L’uovo padroneggiava più del gallo

Vassoio pieno di uova su un affresco nella casa Giulia Felix a Pompei.

Ab ovo usque ad mala1. Un buon pranzo od una buona cena a Roma doveva onorare questa espressione: «dall’uovo alla mela». Di solito mangiato come antipasto durante la gustatio, l’uovo poteva accompagnare un intero menù, fino al dolce. Nell’Arte Culinaria di Apicio, l’ingrediente è citato un centinaio di volte, ma solo una volta come piatto a sé stante, un dessert: omelette al latte, cosparsa di miele.2 Le uova erano indispensabili per molti dolci ed erano anche un eccellente legante per salse e ripieni.

Lontano dallo splendore culinario descritto da Apicio, le uova erano un bene quotidiano per il romano medio. Potevano mangiare uova di diverse specie: oche (le più sacre), fagiani, pernici, anatre, piccioni e infine galline (le più comuni). Le uova potevano essere mangiate crude, sode, alla coque o fritte… Una piccola raffinatezza, secondo Marziale3, era quella di cuocerle nella cenere del camino (e non nella brace, perché era troppo calda). Dopo circa un quarto d’ora, il test della trottola permetteva di giudicare la cottura: l’uovo cotto gira a lungo, altrimenti si ferma rapidamente.

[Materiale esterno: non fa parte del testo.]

Issue #13, opened 2019-12-04
nbdev.export.relative_import does not convert all possible import syntax


ddobrinskiy:
https://github.com/fastai/nbdev/blob/242331c4f05ce6e275dcbacaea7915545e29bbd5/nbdev/export.py#L182

Given this cell

```python
# export

import my_package.uploader

import my_package.utils as u

from my_package.test import *
```
**Expected behavior:** converts to  

```python
import .uploader

import .utils as u

from .test import *
```

**Observed behavior:** converts to 

```python
import my_package.uploader

import my_package.utils as u

from .test import *
```

sgugger:
Good catch! Since we only use the last syntax, we didn't think to include the first. Should be fixed now.

quocpeyrot:
I'm getting a syntax error with the form "import .utils as u"

from the documentation it seems this is indeed illegal:
https://docs.python.org/3/reference/import.html

`Absolute imports may use either the import <> or from <> import <> syntax, but relative imports may only use the second form;`

from that documentation, it seems relative import should only be used with the form `from [...] import [...]`

sgugger:
It would be good to document this, if you want to suggest a PR in that direction.

quocpeyrot:
I'm not sure I understand what you're asking.

From what I can tell from the documentation (and the fact that I'm getting an SyntaxError with Python 3.7), the request from this issue was bogus, and should be reverted?

It doesn't seem to work with Python 3.7, and the documentation from 3.8.1 linked above tells the same.

sgugger:
The first one is still useful (a simple import lib_name.module should be changed to import .module). The second one doesn't work indeed, so it should be documented (in this case, since it doesn't work, we don't really care about the conversion or am I missing something?).

quocpeyrot:
I'm confused, are you saying that `import .module` is valid?
It doesn't seem to be working for me either (and the documentation doesnt tell it either)

(and yes, I think those cases should just be ignored and not converted)

> % python
> Python 3.7.5 (default, Oct 25 2019, 10:52:18)
> [Clang 4.0.1 (tags/RELEASE_401/final)] :: Anaconda, Inc. on darwin
> Type "help", "copyright", "credits" or "license" for more information.
> >>> import .foo
>   File "<stdin>", line 1
>     import .foo
>            ^
> SyntaxError: invalid syntax
> >>> import foo
> >>> foo.foo()
> 'foo'
> >>>
>

sgugger:
[...]

PR #1094, opened 2022-09-18
fix #1091: `nbdev_new` pins on major+minor version of `nbdev-template`

### LINKED ISSUE #1091: `nbdev_new` pins on major+minor version of `nbdev-template`
Since every version of nbdev uses latest nbdev-template, we can't make any breaking changes in nbdev-template. I propose that `nbdev_new` pins the major+minor version of nbdev-template and that nbdev-template bumps minor version on breaking changes.

### Example

Implementing https://github.com/fastai/nbdev/issues/1083 would be simpler with this change.

Currently, we can implement it by updating the default in `_apply_defaults` and having `nbdev_new` move a known list of files (`*.ipynb`, `*.css`) to `cfg.nbs_path`.

We wouldn't have to keep that list in our code if we could move those files into a new sub-dir of `nbdev-template`, but that would break `nbdev_new` for prior versions of nbdev.

cc @hamelsmu @jph00

seeM:
- fix #1091


nbs/api/cli.ipynb
```diff
@@ -172,6 +172,25 @@
     "                  \"Use a token with the correction permissions or perform these steps manually.\")"
```
hamelsmu, line 172: <pre class="ql-syntax" spellcheck="false">Line #13.            tag = _nbdev_template_release((1,1)).tag_name
</pre><p>I wonder if there is a way to make it such that we can remind ourselves that we must change this line of code when we make a breaking change in the template repository.  Surely, we will forget to this otherwise?  </p><p> </p><p>Any ideas?</p>
<br/>

 _Reply via <a href='https://app.reviewnb.com/fastai/nbdev/pull/1094/discussion/'>ReviewNB</a>_ <div id='ReviewNBCommentContext-DoNotDelete' style='display:none' data-state='OPEN' data-cellIndex='12'/>

seeM: Good point. I don't have a good answer yet, best I can think of is an e2e test for `nbdev_new` that (hopefully) fails if we forget to bump

seeM: @jph00 I'm curious to hear your take on this

seeM:
Closing. https://github.com/fastai/nbdev/issues/1103 is a better solution to the underlying problem

PR #1102, opened 2022-09-20
The Divio system is called Diátaxis these days

simonw:


simonw:
The author of that framework moved on from Divio and now works at Canonical - he's rebranded the documentation system Diátaxis and is promoting that term and continuing to develop it.

jph00:
Thank you for your 1st nbdev commit! :D

PR #1113, opened 2022-09-23
`exec_doc` supports re-rendering widgets

seeM:
If users update widgets with the `exec_doc` directive, the widget "view" is updated (in the cell output), but the old widget "state" is used (in notebook metadata). This refreshes widget state using `ipywidgets.Widget.get_manager_state`.

See [Tyler's comment](https://forums.fast.ai/t/approach-for-re-executing-notebooks-on-a-schedule/99227/3?u=seem) for context. cc @tylere


seeM:
Hmm I just realised that this always overwrites existing widget state (e.g. if a user saved it in their IDE). So if your `exec_show_docs` doesn't render any new widgets, all of your existing widgets will break...

seeM:
One solution would be to merge the `exec_show_docs` state dict with any existing one in the `nb`, since the state dict is keyed on widget UID.. Will update the PR with that

hamelsmu:
Do you think it might make sense to add a test for this?

hamelsmu (approved):

PR #1122, opened 2022-09-27
`black_formatting` setting is ignored

jmoralez:
The `black_formatting` option is now calling `str2bool` from fastcore so it's value when retrieved by `cfg.get('black_formatting')` is either 0 or 1, so the code path that does the black formatting is currently inaccessible. This changes the comparison to check against `1`.

### DIFF
--- a/nbdev/export.py
+++ b/nbdev/export.py
@@ -32,7 +32,7 @@ def black_format(cell, # Cell to format
     "Processor to format code with `black`"
     try: cfg = get_config()
     except FileNotFoundError: return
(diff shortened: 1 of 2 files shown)


seeM:
Thanks for the contribution! 😄 This can be simplified a little since 1 is "truthy" and 0 is "falsy". We also don't need to provide the default here anymore, they're now defined in `_apply_defaults` [here](https://github.com/fastai/nbdev/blob/5de094d89d249113ef022d96478cbadb4784429c/nbdev/config.py#L58). So you could do:

```python
if (not cfg.black_formatting and not force) or cell.cell_type != 'code': return
```

jmoralez:
Thanks for the suggestion! Applied in 19a95dd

È quasi ovvio sottolinearlo, ma in una dieta povera di carne come quella dei Romani, l’uovo forniva un apporto essenziale di proteine. I Romani selezionavano quindi le galline che erano in grado di produrre molte uova.

Valori culinari, valori gustativi, valori nutrizionali. E i valori simbolici? Anche! All’equinozio di marzo, i romani appendevano uova colorate per celebrare il risveglio della natura e quindi il rinnovamento.

1 Letteralmente «dall’uovo alla mela», cioè «dall’inizio al dolce» o «dal principio alla fine», l’espressione si trova in Orazio, Sermones. 1, 3, 6, e Cicerone, Epistulae ad familiares, 9, 20, 1.
2 Marco Gavio Apicio, De re coquinaria, VII, XI, 8 (303): Ova spongia ex lacte: ova quattuor, lactis heminam, olei unciam in se dissolvis, ita ut unum corpus facias. In patellam subtilem adicies olei modicum, facies ut bulliat, et adicies impensam quam parasti. una parte cum fuerit coctum, in disco vertes, melle perfundis, piper adspargis et inferes. «Frittata di latte: sbattere insieme quattro uova, un’eminenza di latte e un’oncia di olio fino a completa amalgama. Mettete in una padella sottile un po’ d’olio che farete bollire e versateci la vostra preparazione. Quando è finito su un lato, giratelo su un piatto, irroratelo con il miele, spolverate con il pepe e servite». Questa è una delle poche ricette che indicano le quantità.
3 Marco Valerio Marziale, Epigrammata, I,55,12: pinguis inaequales onerat cui vilica mensas / et sua non emptus praeparat ova cinis? «Mentre una grassa contadina carica il tavolo traballante per lui, e le braci che non hanno dovuto essere comprate cucinano le sue uova? Questo metodo di cottura delle uova è indicato anche da Ovidio. Publio Ovidio Naso, Metamorphoseon libri, VIII,667: ovaque non acri leviter versata favilla, «E le uova girarono leggermente sotto una cenere non troppo calda».